Whitehead is one of the writers who reserve their tenderness chiefly for inanimate objects, and who has imagined destruction so he can gaze lovingly at the ruins. In the novel’s most poignant passage, Mark Spitz reflects on a city storefront:

These stores had opened every morning to serve a clientele extinct even before the plague’s rampage, displaying objects of zero utility on felt behind smudged glass, dangling them on steel hooks where dust clung and colonized. Discontinued products, exterminated desires. The city protected them…The typewriter-repair shop, the shoe-repair joint with its antiquated neon calligraphy and palpable incompetence that warned away the curious, the family deli with its germ-herding griddle: They stuck to the block with their faded signage and ninety-nine-year leases, murmuring among themselves in a dying vernacular of nostalgia.
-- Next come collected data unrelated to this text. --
PR #3638, opened 2025-12-17
Pseudonomous identity and use the new jwt service endpoint (with delayed event delegation)

toger5:
This also does all the compatibility work. When to use which endpoint to authenticate agains a jwt service.


toger5:
Looking at the changes it might make more sense to go with a retry system for the jwt so we do not have to pass aroudn the useMatrix2 information with the transport.

src/livekit/openIDSFU.ts
```diff
@@ -52,26 +62,35 @@ export async function getSFUConfigWithOpenID(
...
   const args: [CallMembershipIdentityParts, string, string, IOpenIDToken] = [
     membership,
     serviceUrl,
     livekitRoomAlias,
     openIdToken,
   ];
-  if (matrix2jwt) {
+  try {
+    // we do not want to try the old endpoint, since we are not sending the new matrix2.0 sticky events (no hashed identity in the event)
+    if (forceOldJwtEndpoint) throw new Error("Force old jwt endpoint");
```
BillCarsonFr: I am not really a fan of using an exception as a conditional control flow. 
I'd prefer that this is formatted as a normal conditional

src/state/CallViewModel/localMember/LocalTransport.ts
```diff
@@ -62,6 +61,11 @@ interface Props {
  * @prop useOldestMember Whether to use the same transport as the oldest member.
  * This will only update once the first oldest member appears. Will not recompute if the oldest member leaves.
  *
+ * @prop useOldJwtEndpoint$ Whether to set forceOldJwtEndpoint the use the old JWT endpoint.
+ * This is used when the connection manager needs to know if it has to use the legacy endpoint which implies a string concatenated rtcBackendIdentity.
+ * (which is expected for non sticky event based rtc member events)
+ * @returns Behavior<(LivekitTransport & { forceOldJwtEndpoint: boolean }) | null> The `forceOldJwtEndpoint` field is added to let the connection EncryptionManager
```
BillCarsonFr: The @returns doc is outdated

src/state/CallViewModel/localMember/LocalTransport.ts
```diff
@@ -142,6 +144,8 @@ const FOCI_WK_KEY = "org.matrix.msc4143.rtc_foci";
  *
  * @param client
  * @param roomId
+ * @param useMatrix2 This implies using the matrix2 jwt endpoint (including delayed event delegation of the jwt token)
```
BillCarsonFr: outdated doc. 
I think we miss some js-doc CI? It owuld help catching those

toger5: there are added now right?

src/livekit/MatrixAudioRenderer.tsx
```diff
@@ -32,7 +31,7 @@ export interface MatrixAudioRendererProps {
    * This list needs to be composed based on the matrixRTC members so that we do not play audio from users
    * that are not expected to be in the rtc session (local user is excluded).
    */
-  validIdentities: ParticipantId[];
+  validIdentities: string[];
```
BillCarsonFr, line 34: This is the rtcBackendIdentity now I guess. 
Would it be worth creating an alias for that in the js-sdK?

src/state/CallViewModel/localMember/LocalTransport.ts
toger5: doc string does not mention this anymore

src/livekit/openIDSFU.ts
```diff
@@ -84,16 +101,44 @@ export async function getSFUConfigWithOpenID(
...
+      sfuConfig = await getLiveKitJWTWithDelayDelegation(
+        membership,
+        serviceUrl,
+        roomId,
+        openIdToken,
+        delayEndpointBaseUrl,
+        delayId,
+      );
+      logger?.info(`Got JWT from call's active focus URL.`);
+    } catch (e) {
```
BillCarsonFr, line 139: Shouldn't we be a bit more specific regarding the error here? What if it is just a transiant network error? Can we check for the exact incompatible error instead?

src/livekit/openIDSFU.ts
```diff
@@ -134,3 +182,53 @@ async function getLiveKitJWT(
...
+      Config.get().matrix_rtc_session?.delayed_leave_event_delay_ms ?? 1000;
+    bodyDalayParts = {
+      delay_id: delayId,
+      delay_timeout: delayTimeoutMs,
+      delay_cs_api_url: delayEndpointBaseUrl,
+    };
+  }
+
+  try {
+    const res = await fetch(livekitServiceURL + "/get_token", {
```
BillCarsonFr: We might want to use something like `doNetworkOperationWithRetry` to have some retry for transiant errors.
And in the catch we should look out for the specific error when the modern endpoint is not supported (what is the error? 404 or something else).
We should then throw a custom UnsupportedEndPointError that can be handled by the caller.

src/state/CallViewModel/remoteMembers/MatrixLivekitMembers.ts
```diff
@@ -93,63 +92,56 @@ export function createMatrixLivekitMembers$({
...
+              participants.find(
+                (p) => p.identity == membership.rtcBackendIdentity,
+              ) ?? null;
             const connection = transport
               ? managerData.getConnectionForTransport(transport)
               : null;
 
             yield {
-              keys: [participantId, membership.userId],
+              keys: [membership.userId, membership.deviceId],
```
BillCarsonFr, line 114: I wonder why the `identity` is not part of the key? or maybe the only key?

dev-backend-docker-compose.yml
```diff
@@ -88,7 +88,7 @@ services:
 
   synapse:
     hostname: homeserver
-    image: docker.io/matrixdotorg/synapse:latest
+    image: ghcr.io/element-hq/synapse:pr-18968-dcb7678281bc02d4551043a6338fe5b7e6aa47ce
```
BillCarsonFr, line 91: Why do we commit that?

BillCarsonFr (commented):
Thx, we are getting close 😅
 I have a few open questions

src/livekit/MatrixAudioRenderer.tsx
toger5: I dont think so. There are no string semantics to that identity... The names should already imply what it is?

But If we have a PR that introduces such a thing I would not object.

src/livekit/openIDSFU.ts
toger5: Added a custom error type. So we can only try with the new endpoint if we fail because the `/get_token` endpoint is not found.

dev-backend-docker-compose.yml
toger5: Good question. It is the newest version with sticky events. So if we want to create playwrights with sticky events we would need it. But we do not so this is just to allow testing it locally with `yarn backend`
Patching the synapse used for that can also be postponed.

toger5: I think it makes sense to keep it as the hash for now until we have a stable version (like we do it with the js-sdk branches)

But a playwright test should be added that uses sticky events and relies on that synapse version.

toger5:
ugh broke playwright. Will dive into that tomorrow.

src/state/CallViewModel/remoteMembers/MatrixLivekitMembers.ts
```diff
@@ -93,63 +92,56 @@ export function createMatrixLivekitMembers$({
...
         values.every((value) => value.epoch === values[0].epoch),
       ),
-      map(
-        ([
-          { value: membershipsWithTransports, epoch },
-          { value: managerData },
-        ]) =>
-          new Epoch([membershipsWithTransports, managerData] as const, epoch),
-      ),
+      map(([x, y]) => new Epoch([x.value, y.value] as const, x.epoch)),
```
robintown:
```suggestion
      map(([ms, data]) => new Epoch([ms.value, data.value] as const, ms.epoch)),
```

I like a little name hint…

src/settings/settings.ts
```diff
@@ -126,7 +126,13 @@ export const alwaysShowIphoneEarpiece = new Setting<boolean>(
...
 export enum MatrixRTCMode {
   Legacy = "legacy",
-  Compatibil = "compatibil",
+  Compatibility = "compatibility",
+  /** This implies using
+   *  - sticky events
+   *  - hashed RTC backend identity
+   *  - the new endpoint for the jwt token on the local membership (remote memberships will always try the new jwt endpoint first -> then the legacy one)
+   *  - use the hashed identity for the local membership
+   */
```
robintown, line 135: We need to be mindful in our dogfooding that if any of us have set our client to the compatibility mode previously, you may need to reset it manually (as EC will no longer recognize the old string value)

src/state/CallViewModel/CallViewModel.ts
```diff
@@ -716,13 +736,13 @@ export function createCallViewModel$(
             participant,
             connection$,
             membership$,
-          } of matrixLivekitMembers) {
-            const participantId = `${userId}:${membership$.value.deviceId}`;
-            if (participantId === localParticipantId) continue;
+          } of matrixLivekitMembers.value) {
+            const userMediaId = `${userId}:${membership$.value.deviceId}`;
```
robintown, line 749: There's another instance of `participantId` just below this in the `factory` callback that should be renamed

src/state/CallViewModel/CallViewModel.ts
```diff
@@ -685,22 +705,22 @@ export function createCallViewModel$(
...
           // add local member if available
           if (localMatrixLivekitMember) {
             const { userId, participant, connection$, membership$ } =
               localMatrixLivekitMember;
-            localParticipantId = `${userId}:${membership$.value.deviceId}`; // should be membership$.value.membershipID which is not optional
-            // const participantId = membership$.value.membershipID;
-            if (localParticipantId) {
+            localUserMediaId = `${userId}:${membership$.value.deviceId}`; // should be membership$.value.membershipID which is not optional
+
+            if (localUserMediaId) {
```
robintown: :thinking: This branch will always be taken, since `localUserMediaId` is necessarily truthy. Don't think we need it.

src/state/CallViewModel/CallViewModel.ts
```diff
@@ -415,11 +420,38 @@ export function createCallViewModel$(
     memberships$,
   );
 
+  const ownMembershipIdentity: CallMembershipIdentityParts = {
+    userId,
+    deviceId,
+    // This will eventually become the salt for the hash endpoint.
+    // For now we keep it as the user+device string since it is expected by non matrix matrixRTCMode === Legacy.
+    memberId: `${userId}:${deviceId}`,
```
robintown: Hmm, I wonder if we should call this change something other than 'pseudonymous identity' then since there are effectively no pseudonymity guarantees yet. Maybe 'support arbitrary identities' or 'prepare for pseudonymous identities' has less risk of misleading?

src/livekit/openIDSFU.ts
```diff
@@ -113,15 +120,21 @@ export async function getSFUConfigWithOpenID(
 
   // If forceOldJwtEndpoint is set we indicate that we do not want to try the new endpoint,
   // since we are not sending the new matrix2.0 sticky events (no hashed identity in the event)
-  if (forceOldJwtEndpoint === false) {
+  if (
+    // we do not force anything. Try with new first (remote connections)
+    !opts?.forceJwtEndpoint ||
```
BillCarsonFr: I find this a bit hard to read `!opts?` can it be simplified

src/livekit/openIDSFU.ts
```diff
@@ -113,15 +120,21 @@ export async function getSFUConfigWithOpenID(
...
+    // we do force the matrix2.0 endpoint
+    (opts?.forceJwtEndpoint &&
```
BillCarsonFr: isn't `opts?.forceJwtEndpoint === JwtEndpointVersion.Matrix_2_0` enough?

src/livekit/openIDSFU.ts
```diff
@@ -235,7 +252,7 @@ export async function getLiveKitJWTWithDelayDelegation(
 
   let bodyDalayParts = {};
   // Also check for empty string
-  if (delayId && delayEndpointBaseUrl && false) {
```
BillCarsonFr: oh wow what was that

toger5: The jwt was returning `invalid json` when not using the most recent version.

toger5: So this was for testing

src/livekit/openIDSFU.ts
toger5: `opts.forceJwtEndpoint = undefined` would resolve to false then.
(with this it will be true) right?

toger5: I have an idea how this can be done in a way that si easier to read.

locales/en/app.json
```diff
@@ -116,6 +116,7 @@
     "matrix_rtc_transport_missing": "The server is not configured to work with {{brand}}. Please contact your server admin (Domain: {{domain}}, Error Code: {{ errorCode }}).",
     "membership_manager": "Membership Manager Error",
     "membership_manager_description": "The Membership Manager had to shut down. This is caused by many consequtive failed network requests.",
+    "no_matrix_2_authorization_service": "Your authorization service for you media server (SFU) is not on the newest version",
```
BillCarsonFr, line 119: I can't find it on localazy

BillCarsonFr (approved):
I'd be ok to merge and continue with follow up PR as long as CI happy and other review request are adressed

locales/en/app.json
toger5: probably will only appear once we merge?

src/settings/settings.ts
toger5: indeed... Lets just keep in in our heads and remember toggling the value in case sth fails.

locales/en/app.json
BillCarsonFr: > probably will only appear once we merge?

We have to do that manually no? First add on localazy then download the files from localazy? no?

src/state/CallViewModel/CallViewModel.ts
toger5: I think the comment is not even true. memberId is not used at all I think.

toger5: I checked and we really only consume this if we use the sticky event membership manager.
So we can just make it a uuid now already!

robintown: I'm checking this myself now as well

robintown: Yes, that appears to be the case. Let's use a UUID!

locales/en/app.json
robintown: Our English strings are automatically uploaded to Localazy by a GitHub Action on every push to `livekit`: https://github.com/element-hq/element-call/actions/workflows/translations-upload.yaml The file on `livekit` is the source of truth.

src/state/CallViewModel/CallViewModel.ts
```diff
@@ -47,6 +47,7 @@ import {
 } from "matrix-js-sdk/lib/matrixrtc";
 import { type IWidgetApiRequest } from "matrix-widget-api";
 import { type CallMembershipIdentityParts } from "matrix-js-sdk/lib/matrixrtc/EncryptionManager";
+import { v4 as uuidv4 } from "uuid";
```
robintown: We should add uuid to our dependencies if we are actually using it outside matrix-js-sdk. (Though the built-in [`crypto.randomUUID`](https://developer.mozilla.org/en-US/docs/Web/API/Crypto/randomUUID) function would work just as well here)

src/state/CallViewModel/CallViewModel.ts
```diff
@@ -685,29 +714,28 @@ export function createCallViewModel$(
...
+            localUserMediaId = `${userId}:${membership$.value.deviceId}`;
+            for (let dup = 0; dup < 1 + duplicateTiles; dup++) {
+              yield {
+                keys: [
+                  dup,
+                  localUserMediaId,
+                  userId,
+                  participant satisfies TaggedParticipant as TaggedParticipant, // Widen the type safely
+                  connection$,
+                  membership$.value,
```
robintown: This will be what's causing the issue where the tile reappears after unmuting the camera. `membership$.value` is not a stable key and more to the point, we should design UserMedia to not be tied to a static CallMembership object

toger5: should we fix this as part of that PR?

toger5: > to a static CallMembership object

A user media object is a tile and they are based on the callMemberships. Why do we want them to be non static?

I think we even can think of it as the membership being the only key we need for it?

toger5: I updated this PR to now only pass the `rtcBackendIdenitity`

src/state/CallViewModel/remoteMembers/MatrixLivekitMembers.ts
toger5: I think we can either only do it based on the rtcBackendIdentity or userId+deviceId otherwise its redundant?

src/state/CallViewModel/CallViewModel.ts
toger5: This caused the following error:
`"randomUUID" is not exported by "__vite-browser-external`

I opted for the dedicated `yarn add -D uuid`

src/state/CallViewModel/CallViewModel.ts
robintown: > A user media object is a tile and they are based on the callMemberships. Why do we want them to be non static?

Because a user might update their membership during a call to change the intent, for example. Your fix is good.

As the faceless Mark Spitz sifts through his generic, buzzword-laden, pre-apocalypse memories and marches passively towards his fate, the suspicion grows that, in Whitehead’s world, the human and the undead might just be two different classes of zombies.

Zone One

by Colson Whitehead

Powells.com

***

— John Broening is a chef and writer based in Denver, Colorado. His work has appeared in the Baltimore Sun, the Baltimore City Paper, Gastronomica, Edible Front Range, and the Denver Post, for whom he writes a weekly column about food.